*Task description*.
Restating the data exactly is the whole task.

(Supplied material begins)

PR #1149, opened 2020-01-21
agent/form_uploader: Implement HTTP Request debug

ticky:
This completes the implementation of the `DebugHTTP` option, which we describe as "dumps all request and response bodies to the log".

It previously did not dump request bodies made by the form_uploader, only their responses.

Implementation borrowed from `api/client`, which already handled this similarly.

### DIFF
--- a/agent/form_uploader.go
+++ b/agent/form_uploader.go
@@ -9,6 +9,7 @@ import (
 	"net/http"
 	"net/http/httputil"
 	"regexp"
+	"strings"
 
 	// "net/http/httputil"
 	"errors"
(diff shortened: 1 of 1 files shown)


agent/form_uploader.go
```diff
@@ -54,6 +55,21 @@ func (u *FormUploader) Upload(artifact *api.Artifact) error {
...
+		// file contents into the debug log (especially if it's been
+		// gzipped)
+		var requestDump []byte
+		if strings.Contains(request.Header.Get("Content-Type"), "multipart/form-data") {
+			requestDump, err = httputil.DumpRequestOut(request, false)
+		} else {
+			requestDump, err = httputil.DumpRequestOut(request, true)
+		}
+
+		u.logger.Debug("\nERR: %s\n%s", err, string(requestDump))
```
keithpitt: Is this log output in the right order? Should we be showing the request dump first then the error? Or is this how the other places do it?

ticky: It’s the same order as the other instance in this file:

https://github.com/buildkite/agent/blob/f99832974503f0d4dd4bff8145d86e2b0f00f2c4/agent/form_uploader.go#L88-L91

(Supplied material ends)

*Answer to this task*.
PR #1149, opened 2020-01-21
agent/form_uploader: Implement HTTP Request debug

ticky:
This completes the implementation of the `DebugHTTP` option, which we describe as "dumps all request and response bodies to the log".

It previously did not dump request bodies made by the form_uploader, only their responses.

Implementation borrowed from `api/client`, which already handled this similarly.

### DIFF
--- a/agent/form_uploader.go
+++ b/agent/form_uploader.go
@@ -9,6 +9,7 @@ import (
 	"net/http"
 	"net/http/httputil"
 	"regexp"
+	"strings"
 
 	// "net/http/httputil"
 	"errors"
(diff shortened: 1 of 1 files shown)


agent/form_uploader.go
```diff
@@ -54,6 +55,21 @@ func (u *FormUploader) Upload(artifact *api.Artifact) error {
...
+		// file contents into the debug log (especially if it's been
+		// gzipped)
+		var requestDump []byte
+		if strings.Contains(request.Header.Get("Content-Type"), "multipart/form-data") {
+			requestDump, err = httputil.DumpRequestOut(request, false)
+		} else {
+			requestDump, err = httputil.DumpRequestOut(request, true)
+		}
+
+		u.logger.Debug("\nERR: %s\n%s", err, string(requestDump))
```
keithpitt: Is this log output in the right order? Should we be showing the request dump first then the error? Or is this how the other places do it?

ticky: It’s the same order as the other instance in this file:

https://github.com/buildkite/agent/blob/f99832974503f0d4dd4bff8145d86e2b0f00f2c4/agent/form_uploader.go#L88-L91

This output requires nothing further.